It would have been obvious to a person of ordinary skill in the art before the effective filing date of the claimed invention to combine the teachings of (B) Rathod with those of (A) Li to provide for an aggregate total score incorporating a plurality of performance metrics of each type of computing device. The motivation or advantage to do so is to allow for the ranking of a set (multiple) performance metrics using a single objective function or equation.
13. Regarding claim 2, Rathod teaches or suggests:
“receiving, by the application client, execution statistics corresponding to execution of the at least one job on the one or more nodes of the heterogeneous cluster”
(¶ 28: analyze the performance metrics 138 collected for each model application environment 136 (including the current application environment 120);
¶ 31: sort the performance metrics 138 collected for each model application environment 136 (including the current application environment 120) based on one or more requirements of the software application 112, for example, by placing a higher priority on performance metrics 138 that are associated with the one or more requirements of the software application 112);
“determining, by the application client, an aggregate runtime performance score corresponding to the first type of worker node for the at least one job based at least in part on the execution statistics”

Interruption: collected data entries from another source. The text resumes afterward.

PR #734, opened 2019-07-12
fixed the printing layout, even with IPv6

glpaparelli:
We fixed the print alignment (and now it works with both IPv4 and IPv6) and the "counter" on the left that now counts the different hosts (or ja3) and it is not anymore a line counter.

### DIFF
--- a/example/ndpiReader.c
+++ b/example/ndpiReader.c
@@ -1421,7 +1421,7 @@ static void node_idle_scan_walker(const void *node, ndpi_VISIT which, int depth,
   }
 }
 
-/* *********************************************** */  
+/* *********************************************** */
 
 /**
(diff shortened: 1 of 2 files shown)


glpaparelli:
We have pinted the information the information about an host and or about a ja3 fingerprint

- with verbose = 1 it is printed the list of host with the number of ja3 associated 
- with verbose = 2 it's printed, for each host, the associated JA3 with the contacted server name (if available) and the security status. It is also printed the same information using the ja3 fingerprint to aggragate the host (so for each ja3 fingerprint the host with that ja3, ...) 

Now the printing style is on point with the rest of the program

lucaderi:
Thank you

PR #737, opened 2019-07-12
Add compiler warnings and fix them

themadprofessor:
Add -Wall and -Werror to compilation and fix the new errors raised by them.


lucaderi:
Thank you

PR #742, opened 2019-07-15
Fix build with GCC 9

### LINKED ISSUE #741: Compilation fail with GCC 9
Compiling nDPI fails with GCC 9.1.1.

Errors are:
```
protocols/hangout.c: In function ‘is_google_flow’:
protocols/hangout.c:65:58: error: taking address of packed member of ‘struct ndpi_iphdr’ may result in an unaligned pointer value [-Werror=address-of-packed-member]
   65 |     if(google_ptree_match(ndpi_struct, (struct in_addr *)&packet->iph->saddr)
      |                                                          ^~~~~~~~~~~~~~~~~~~
protocols/hangout.c:66:61: error: taking address of packed member of ‘struct ndpi_iphdr’ may result in an unaligned pointer value [-Werror=address-of-packed-member]
   66 |        || google_ptree_match(ndpi_struct, (struct in_addr *)&packet->iph->daddr)) {
      |                                                             ^~~~~~~~~~~~~~~~~~~
```

Seems like GCC 9 added some new checks for `-Waddress-of-packed-member`.  My research shows me that lots of other projects got new warnings because of this. Examples: 
https://lkml.org/lkml/2019/1/23/491 
https://github.com/golang/go/issues/29962 
https://github.com/openucx/ucx/issues/3119

clang has such warning, too. There is a lot of discussion here: https://reviews.llvm.org/D20561

Similar discussion for gcc: https://gcc.gnu.org/bugzilla/show_bug.cgi?id=51628

tansly:
Closes #741.

### DIFF
--- a/src/lib/ndpi_main.c
+++ b/src/lib/ndpi_main.c
@@ -3402,7 +3402,7 @@ static u_int8_t ndpi_detection_get_l4_internal(struct ndpi_detection_module_stru
 #ifdef NDPI_DETECTION_SUPPORT_IPV6
   else if(iph->version == 6 && l3_len >= sizeof(struct ndpi_ipv6hdr)) {
     NDPI_LOG_DBG2(ndpi_struct, "ipv6 header\n");
-    iph_v6 = (const struct ndpi_ipv6hdr *) iph;
+    iph_v6 = (const struct ndpi_ipv6hdr *) l3;
     iph = NULL;
   }
 #endif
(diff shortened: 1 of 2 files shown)


tansly:
Packed struct alignments warnings were fixed as I suggested in https://github.com/ntop/nDPI/issues/741#issuecomment-511285501.

There is one warning remaining:
```
ndpi_main.c: In function ‘ndpi_get_custom_category_match’:
ndpi_main.c:2272:3: warning: ‘strncpy’ specified bound 64 equals destination size [-Wstringop-truncation]
 2272 |   strncpy(ipbuf, name_or_ip, sizeof(ipbuf));
      |   ^~~~~~~~~~~~~~~~~~~~~~~~~~~~~~~~~~~~~~~~~
```
I do not know the constraints of the input etc. so I'd better not touch this part. Someone familiar with this part of the code can find a proper way of fixing this, I believe.

lucaderi:
Thanks for the fix. I have implemented avoiding memory copies. Please check that issues are gone

PR #745, opened 2019-07-16
Add -Werror back in and resolve errors raised due to it

themadprofessor:
Tested with gcc-8 and gcc-9.
It was removed due to #741, which was fixed with f570eccf8143a07475cbd2dd3f4fd9b7261d1298.


lucaderi:
Implemented with https://github.com/ntop/nDPI/commit/9ca87a620a39dbec76e28ea9ebe149c62de5b011

themadprofessor:
9ca87a6 doesn't re-add -Werror to the cflags

PR #747, opened 2019-07-17
Add more compilers to travis

themadprofessor:
Add gcc-{8,9} and clang-{7,8} to travis.
Remove unnecessary install commands.
Change dependency installation to use apt addon
Remove forced clang in Makefile.am when using a version of clang (allows clang-8 to be used).


lucaderi:
Thank you

PR #754, opened 2019-07-19
Extend build system to fully utilise autotools 

### LINKED ISSUE #738: make dist doesn't work
I tried to do `make dist` to create a tarball but the process fails.

I'm getting the following error:
```
/home/user/nDPI> make dist
make  dist-gzip am__post_remove_distdir='@:'
make[1]: Entering directory '/home/user/nDPI'
if test -d "libndpi-2.9.0"; then find "libndpi-2.9.0" -type d ! -perm -200 -exec chmod u+w {} ';' && rm -rf "libndpi-2.9.0" || { sleep 5 && rm -rf "libndpi-2.9.0"; }; else :; fi
test -d "libndpi-2.9.0" || mkdir "libndpi-2.9.0"
 (cd src/lib && make  top_distdir=../../libndpi-2.9.0 distdir=../../libndpi-2.9.0/src/lib \
     am__remove_distdir=: am__skip_length_check=: am__skip_mode_fix=: distdir)
make[2]: Entering directory '/home/user/nDPI/src/lib'
make[2]: *** No rule to make target 'distdir'.  Stop.
make[2]: Leaving directory '/home/user/nDPI/src/lib'
Makefile:585: recipe for target 'distdir' failed
make[1]: *** [distdir] Error 1
make[1]: Leaving directory '/home/user/nDPI'
Makefile:684: recipe for target 'dist' failed
make: *** [dist] Error 2
```
Prior running the `make dist` I did the following steps:
I cloned the repository (`git clone https://github.com/ntop/nDPI.git`) (obviously)
I did `./autogen.sh`
I did `./configure`
I did `make`

All these steps were successful.

Using the following environment:
```
/home/user/nDPI/tests> uname -a
Linux user-vm 4.15.0-54-generic #58-Ubuntu SMP Mon Jun 24 10:55:24 UTC 2019 x86_64 x86_64 x86_64 GNU/Linux
```

themadprofessor:
Replace expanded .in files with .am files
Modify configure.seed to no longer require seeding
Example code is now built with DPDK when configure is given `--with-dpdk` rather than separate makefile
Fixes #738


dsokoloski:
Good luck getting this merged 😄. I tried several times not too long ago and the PRs were rejected because I was told that "autotools was a pain in the ass".  So I have to maintain my own fork with full autotools integration.

nickbroon:
I assume you mean https://github.com/ntop/nDPI/pull/594#issuecomment-415967395

The current nDPI code already makes use of automake, just in a very adhoc way.
https://github.com/ntop/nDPI/blob/dev/src/lib/Makefile.in#L4
Despite the comment at the above link autogen.sh actually invokes automake.

I too have spend years developing for embedded platforms and have never had issue with automake. Once the dist tarball is generated by a maintainer autoconf/automake are no needed to actually compile the code. So a tarball would build on an embedded platform using just configure/make.

dsokoloski:
@nickbroon Yes that was my last rejected PR.

> The current nDPI code already makes use of automake, just in a very ~~adhoc~~ *broken* way.

Yes I'm aware of the half-implementation... the project used to contain a Makefile.am under ./src not too long ago before it was removed for "reasons" outlined in the comments of #594.

Fingers crossed this attempt to fully reintegrate autotools is successful :)

lucaderi:
I don't like autotools, in particular for embedded systems. I don't see a value for this work, and actually the real fix is to cleanup the current code, as @nickbroon pointed out.
@themadprofessor Are you willing to do this?

themadprofessor:
What's wrong with autotools? Not sure why you would be compiling on an embedded system and not doing cross-compilation.
If I was to replace it, any preference was to what to replace it with? Cmake, Meson?

lucaderi:
The problem with auto tools is that I don't see what problem they solve with nDPI. If we remove json-c dependency we can probably avoid configure at all. They are an un-necessary legacy complexity.

themadprofessor:
Currently, the nDPI library uses configure to scan for pthread and hyperscan. The example code uses configure to scan for json-c, pcap, pthread and libm. Not using a makefile build tool (like autotools or Cmake) would reduce configuration options (using a custom build of hyperscan rather than system default for example), while adding developmental complexity for creating the makefiles and require manual construction of ndpi_config.h. While replacing autotools with raw makefiles is possible, personally I would see it as a misstep. I'm fine with replacing autotools with another makefile build tool.

nickbroon:
The lack of a full configure build system also means distribution need to patch if they want to things like change install paths, cflags or specify library locations.
 https://salsa.debian.org/debian/ndpi/blob/master/debian/patches/fix-makefile-prefix

Using a configure/build system like autotools, cmake, meson seems like a reasonable thing to do.
My past experience of embedded systems is that almost all will have the tools support for these build systems so that even a local build can be done instead of a cross build.

themadprofessor:
@lucaderi Any progress on this?

themadprofessor:
@lucaderi Nudge

lucaderi:
I told you, I don't like autotools. Sorry. We can improve configure of course but let's keep things simple

themadprofessor:
That's fair enough. As I asked previously, if I was to replace it, which makefile build tool should I use instead? Cmake, Meson, ...?

lucaderi:
I have nothing against you using cmake, this in addition to the standard make

lucaderi:
I close this pull for the time being

PR #758, opened 2019-07-23
Add support for WireGuard VPN

tansly:
[WireGuard](https://www.wireguard.com/) is an emerging VPN protocol.
This pull requests adds detection support for WireGuard. It reliably detects the protocol using a simple byte pattern analysis on a single packet, and does not generate false positives in existing tests.


lucaderi:
To be honest this dissector looks a bit weak, Could you harden it adding extra checks and share a pcap file we can use for testing it?

tansly:
Of course. I'll be looking into it.

tansly:
I added some extra checks that exploit the fixed size handshakes and sender/receiver index fields in the packets.

tansly:
> [...] and share a pcap file we can use for testing it?

I also added a pcap to the tests @lucaderi.

lucaderi:
Thank you

PR #767, opened 2019-09-11
Fix cross-build from source, because of direct pkg-config check calls

LocutusOfBorg:
ndpi fails to cross build from source, because configure.seed hard codes
the build architecture pkg-config. It is best to use PKG_CHECK_MODULES
instead. Please consider applying the attached patch.

See: https://bugs.debian.org/cgi-bin/bugreport.cgi?bug=939286

### DIFF
--- a/configure.seed
+++ b/configure.seed
@@ -70,29 +70,25 @@ if test $SYSTEM = "Darwin"; then
 fi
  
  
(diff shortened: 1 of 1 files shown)


lucaderi:
Thank you

PR #775, opened 2019-09-18
Fixed Skype protocol detection

ice0:


lucaderi:
I have reworked completely the STUN dissector so this fix is no longer necessary. Thank you

PR #1555, opened 2022-05-26
Added MPEG-DASH dissector. Fixes #1223.

### LINKED ISSUE #1223: add signature to identify Mpeg-DASH(Dynamic Adaptive Streaming over HTTP) application
mpeg-DASH is one of video streaming application. I am planning to add signature to identify DASH,
I had tried to create new dissector of dash i was following steps in https://github.com/ntop/nDPI#how-to-add-a-new-protocol-dissector but NDPI still don't know Dash,
please can any one help me to add new signature DASH

utoni:
* Improved HTTP POST detection
 * Refactored subprotocol detection


utoni:
Subprotocol handling for HTTP is weird..
Most of the time HTTP is a master protocol, but in some rare cases it is an app protocol.

src/lib/ndpi_main.c
```diff
@@ -5037,6 +5045,47 @@ void ndpi_connection_tracking(struct ndpi_detection_module_struct *ndpi_str,
...
+    if ((ndpi_str->callback_buffer[subproto_index].ndpi_selection_bitmask & ndpi_selection_packet) ==
+         ndpi_str->callback_buffer[subproto_index].ndpi_selection_bitmask &&
+        NDPI_BITMASK_COMPARE(flow->excluded_protocol_bitmask,
+                             ndpi_str->callback_buffer[subproto_index].excluded_protocol_bitmask) == 0 &&
+        NDPI_BITMASK_COMPARE(ndpi_str->callback_buffer[subproto_index].detection_bitmask,
+                             detection_bitmask) != 0)
+    {
+      ndpi_str->callback_buffer[subproto_index].func(ndpi_str, flow);
+      num_calls++;
+    }
```
IvanNardi, line 5081: Why we don't "break" from the "for" loop if we got a classification (like in the original code)?

src/lib/protocols/mpegdash.c
```diff
@@ -0,0 +1,96 @@
...
+  return;
+}
+
+void init_mpegdash_dissector(struct ndpi_detection_module_struct *ndpi_struct,
+                             u_int32_t *id, NDPI_PROTOCOL_BITMASK *detection_bitmask)
+{
+  ndpi_set_bitmask_protocol_detection("MpegDash", ndpi_struct, detection_bitmask, *id,
+				      NDPI_PROTOCOL_MPEGDASH,
+				      ndpi_search_mpegdash_http,
+				      NDPI_SELECTION_BITMASK_PROTOCOL_V4_V6_TCP_WITH_PAYLOAD,
```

(¶ 32: compare one or more model application environments 136 with the current application environment 120 based on the performance scores of a prioritized performance metric 138 (e.g., database performance, application server performance etc.). If application manager 130 determines that a model application environment 136 has a higher score for the performance metric 138 as compared to the respective score of the performance metric 138 collected for the current application environment 120 …).
14. Regarding claim 5, Li teaches or suggests:
“receiving, by the application client, one or more of an application priority level for the application or a job priority level for the at least one job”
(¶ 45: metadata 120 can include information about the job 105, e.g., a job name, information about the user sending the job 105 to the recommendation engine 100, a priority level for assigning the job;
¶ 49: scheduler engine 220 can implement priority scheduling using a set of characteristics for the job 240, in addition to the recommendations generated by the recommendation engine 210. The set of characteristics the scheduler engine 220 uses to schedule the job 240 can include, for example, a user-assigned priority level and characteristics about a user submitting the job 240 for scheduling).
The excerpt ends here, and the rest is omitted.